Le tigre s'empare des hauts pics népalais

Le tigre s'empare des hauts pics népalais

01 mai 2020

L'ONG internationale WWF a photographié un tigre dans la chaîne de montagnes du Mahâbârat, dans le centre du Népal. Cette découverte permet aujourd'hui à l'association d'affirmer que le tigre, animal mythique en danger extrême d'extinction, peut trouver son habitat naturel dans des territoires de haute montagne.

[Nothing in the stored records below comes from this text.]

PR #4977, opened 2026-04-16
Fixes #4976. Preserve repeated ANSI printable keys

### LINKED ISSUE #4976: Regression: repeated ANSI printable keys drop every second identical character
<details><summary>Copilot Session</summary><p>61bf61e5-930c-4a8d-bf2c-723e6f1dc0ae</p></details>

Regression after #4949: repeated printable keys on ANSI input drop every second identical character.

## Symptoms

In Windows Terminal / ANSI input:

- `123412341234` registers all keys
- `111222333444` registers as `11223344`

This appears to be a regression in the printable fallback suppression added to avoid duplicate kitty + legacy printable input.

## Minimum repro

Add this test to `Tests\UnitTestsParallelizable\Drivers\AnsiHandling\KittyKeyboardPipelineTests.cs`:

```csharp
// Copilot
[Fact]
public void Pipeline_RepeatedLegacyPrintableInput_DoesNotDropRepeatedCharacters ()
{
    (List<Key> down, List<Key> up) = InjectRawSequence ("111222333444");

    Assert.Equal (12, down.Count);
    Assert.Equal ("111222333444", string.Concat (down.Select (key => key.GetPrintableText ())));
    Assert.Empty (up);
}
```

Run:

```bash
dotnet test --project Tests/UnitTestsParallelizable --filter-class "*KittyKeyboardPipelineTests"
```

## Actual result before fix

The new test fails:

```text
Expected: 12
Actual:   8
```

## Suspected cause

`Terminal.Gui\Drivers\AnsiDriver\AnsiInputProcessor.ShouldSuppressFallbackKeyDown` was changed in #4949 to arm `_pendingPrintableSuppression` even when no parsed ANSI/kitty printable event is pending.

That makes pure fallback printable input behave like this:

1. first `1` passes and arms suppression
2. second `1` is suppressed
3. third `1` passes and re-arms suppression

Alternating keys do not reproduce because the suppression string does not match the next key.

## Expected behavior

Fallback printable input should only be suppressed when it is the duplicate legacy-printable half of a mixed kitty + legacy event, not during ordinary repeated printable input.

YourRobotOverlord:
<details><summary>Copilot Session</summary><p>61bf61e5-930c-4a8d-bf2c-723e6f1dc0ae</p></details>

## Summary

- preserve repeated ANSI legacy printable input on non-kitty terminals
- restore legacy glyph deduplication for kitty-enabled terminals where some PT glyphs still arrive as plain printable input
- propagate kitty capability state into `AnsiInputProcessor`
- replace flawed PT glyph coverage that assumed `«»çÇºª` always arrive as CSI-u

## Side-effects

- **Non-kitty terminals:** repeated printable keys like `111222` are no longer dropped
- **Kitty-enabled terminals:** fallback self-arming is restored only in kitty mode, so legacy-only duplicated glyphs like `«»çÇºª` can be deduped again
- **Watch point:** if a kitty-enabled terminal emits some other printable key only as legacy input instead of CSI-u, every second identical fallback character for that key may still be suppressed
- **Startup edge:** kitty mode is applied after startup detection, so input received before detection completes still behaves like non-kitty mode

## Testing

- `dotnet test --project Tests\UnitTestsParallelizable --filter-class "*KittyKeyboardPipelineTests"`
- `dotnet build --no-restore`
- `dotnet test --project Tests\UnitTestsParallelizable --no-build`
- `dotnet test --project Tests\UnitTests.NonParallelizable --no-build`

### DIFF
--- a/Terminal.Gui/App/MainLoop/MainLoopCoordinator.cs
+++ b/Terminal.Gui/App/MainLoop/MainLoopCoordinator.cs
@@ -223,16 +223,27 @@ internal class MainLoopCoordinator<TInputRecord> : IMainLoopCoordinator where TI
 
             kittyKeyboardDetector.Detect (result =>
                                           {
-                                              if (!result.IsSupported)
-                                              {
-                                                  Trace.Lifecycle (app?.MainThreadId?.ToString (), "KittyKeyboard", "Kitty keyboard mode not enabled");
+                                               if (!result.IsSupported)
+                                               {
+                                                   if (_inputProcessor is AnsiInputProcessor unsupportedAnsiInputProcessor)
+                                                   {
+                                                       unsupportedAnsiInputProcessor.SetKittyKeyboardEnabled (false);
+                                                   }
 
-                                                  return;
-                                              }
+                                                   Trace.Lifecycle (app?.MainThreadId?.ToString (), "KittyKeyboard", "Kitty keyboard mode not enabled");
 
-                                              // Kitty is supported. Store the capabilities and set the flags we care about.
-                                              _driver?.SetKittyKeyboardCapabilities (result);
-                                              kittyKeyboardDetector.Enable (EscSeqUtils.KittyKeyboardRequestedFlags);
+                                                   return;
+                                               }
+
+                                               // Kitty is supported. Store the capabilities and set the flags we care about.
+                                               _driver?.SetKittyKeyboardCapabilities (result);
+
+                                               if (_inputProcessor is AnsiInputProcessor supportedAnsiInputProcessor)
+                                               {
+                                                   supportedAnsiInputProcessor.SetKittyKeyboardEnabled (true);
+                                               }
+
+                                               kittyKeyboardDetector.Enable (EscSeqUtils.KittyKeyboardRequestedFlags);
 
                                               Trace.Lifecycle (app?.MainThreadId?.ToString (),
                                                                "KittyKeyboard",
--- a/Terminal.Gui/Drivers/AnsiDriver/AnsiInputProcessor.cs
+++ b/Terminal.Gui/Drivers/AnsiDriver/AnsiInputProcessor.cs
@@ -83,8 +83,6 @@ public class AnsiInputProcessor : InputProcessorImpl<char>
     {
         if (string.IsNullOrEmpty (_pendingPrintableSuppression))
         {
-            _pendingPrintableSuppression = key.GetPrintableText ();
-
             return false;
         }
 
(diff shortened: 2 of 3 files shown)


BDisp:
It's back to the previous problem, as the video demonstrates. The problem is that this glyph deduplication only happens with kitty enabled, and they appear in isolation, not as CSI-u. Therefore, the original test is flawed because it assumes that the glyphs «»çÇºª appear in the input as, for example, $"\x1b[«u", but in reality, they only appear as «. Therefore, there needs to be a mechanism that passes, perhaps as a parameter, which terminal type is in use and acts accordingly.

WindowsTerminal_rtSITLAyJ1

YourRobotOverlord:
<details><summary>Copilot Session</summary><p>61bf61e5-930c-4a8d-bf2c-723e6f1dc0ae</p></details>

Updated PR for your scenario.

What changed:
- `AnsiInputProcessor` now restores fallback self-arming only when kitty mode is enabled
- `MainLoopCoordinator` propagates kitty capability state into the ANSI input processor
- PT glyph tests no longer assume `«»çÇºª` arrive as CSI-u; coverage now includes kitty-enabled terminals where those glyphs still arrive as plain legacy input

Side-effects:
- **Non-kitty terminals:** repeated printable keys like `111222` are no longer dropped
- **Kitty-enabled terminals:** legacy-only duplicated glyphs like `«»çÇºª` can be deduped again
- **Watch point:** if a kitty-enabled terminal emits some other printable key only as legacy input instead of CSI-u, every second identical fallback character for that key may still be suppressed
- **Startup edge:** input received before kitty detection completes still behaves like non-kitty mode

BDisp:
This is working well in my machine for legacy or kitty support. Well done. Thanks.

Is this ready for review?

BDisp (approved):
Well done. Thanks for this.

tig:
@YourRobotOverlord Regarding merging approved PRs.

My rule is that I am always the final approver for PRs and no merge should happen if I have not explicitly approved it. Other contribs like you and @BDisp can approve PRs, but you should NOT view that as permission to merge.

Cool?

tig (approved):

YourRobotOverlord:
> ... you should NOT view that as permission to merge.
> 
> Cool?

100% understood, and I am aware of this requirement; hopefully I did not do this somewhere by mistake?

tig:
> > ... you should NOT view that as permission to merge.
> > Cool?
> 
> 100% understood, and I am aware of this requirement; hopefully I did not do this somewhere by mistake?

Nope! I just wanted to make sure.

BDisp:
Now that @tig has approved it, you can merge it as you wish.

En l'espace de 100 ans, la population de tigres à l'état sauvage dans le monde a diminué de 95%. Il ne restait en 2010 que 3200 individus répartis dans plusieurs pays d'Asie, comme l'Inde, la Chine, le Cambodge, ou encore le Népal. L'ONG environnementale WWF explique cette descente aux enfers par le fait que le tigre est, depuis 100 ans, l'une des espèces les plus braconnées sur Terre de par son charisme et ce qu'elle représente dans l'imaginaire collectif. Si la chasse du tigre est aujourd'hui interdite, elle continue d'animer le trafic international où des mafias s'arrachent la bête pour afficher symboliquement leur puissance ou vendre ses organes pour des pratiques de médecines traditionnelles ou à des décorateurs.

  Le tigre s'empare des hauts pics népalais  

De plus, l'habitat naturel du tigre subit d'énormes modifications depuis plusieurs années ce qui renforce encore plus la menace à son encontre. La surface de son habitat naturel se réduit et s'enclave drastiquement quand le nombre d'individus de l'espèce tombe en flèche. Les animaux ne se croisent plus, cela pose un gros problème de reproduction même si le tigre n'a par ailleurs aucun soucis de ce côté là si toutes les conditions sont réunis.

"Tiger x2"

L'ONG WWF a lancé en 2010 un plan d'action qui a pour objectif de doubler la population de tigres dans le monde, estimée à 3200 à cette époque. Les chercheurs, et activistes, veulent atteindre une population de 6000 individus en 2022.

Pour ce faire, ils ont installé dans tous les pays d'habitat du tigre, des systèmes de pièges photographiques fonctionnant à infrarouge pour pister l'évolution de l'espèce dans son milieu naturel. Le résultat est saisissant puisque près de 500 tigres sauvages ont pu être photographiés depuis la mise en place de ce système soit 15% d'une population estimée aujourd'hui à 3890 individus. Une statistique qui paraît basse car beaucoup de régions demeurent cependant inexplorées et certains pays n'actualisent pas régulièrement leurs chiffres.

Une découverte rassurante

L'habitat naturel du tigre s'est historiquement cantonné aux plaines et forêts de basse altitude. WWF a cependant longuement recherché pour trouver des traces de l'animal en Inde et au Népal, respectivement dans les forêts de Boom et vers la chaîne Churia. L'intuition des chercheurs les a poussés à monter leurs caméras infrarouges plus en altitude pour observer si le tigre y avait trouvé chaussure à son pied. Ils ont, pendant un mois, quadrillé une zone de 130 km carrés dans la chaîne de montagnes du Mahâbârat au Népal installant leurs pièges photographiques entre 1600 et 2500 mètres d'altitude. Ils ont tapé dans le mille. Un tigre a bien été photographié dans cet habitant de haute montagne à 2500 m.

  Le tigre s'empare des hauts pics népalais  

Cette découverte extraordinaire ouvre grandement le champ d'étude, toujours dans ce projet de repeupler les habitats naturels de tigres. Premièrement, WWF peut ajourd'hui affirmer, que ceux-ci peuvent se trouver en haute montagne, ce qui n'avait encore jamais été prouvé. La zone paraît de ce fait adaptée aux besoins naturels de l'animal qui sont de se nourrir et de se reproduire.

L'adaptation est aussi grandement confirmée du côté du tigre. Cette photo permet aujourd'hui de démontrer que le fauve a pu trouver de lui-même un nouvel habitat dans des conditions totalement différentes de celles qu'il connaissait jusqu'à présent.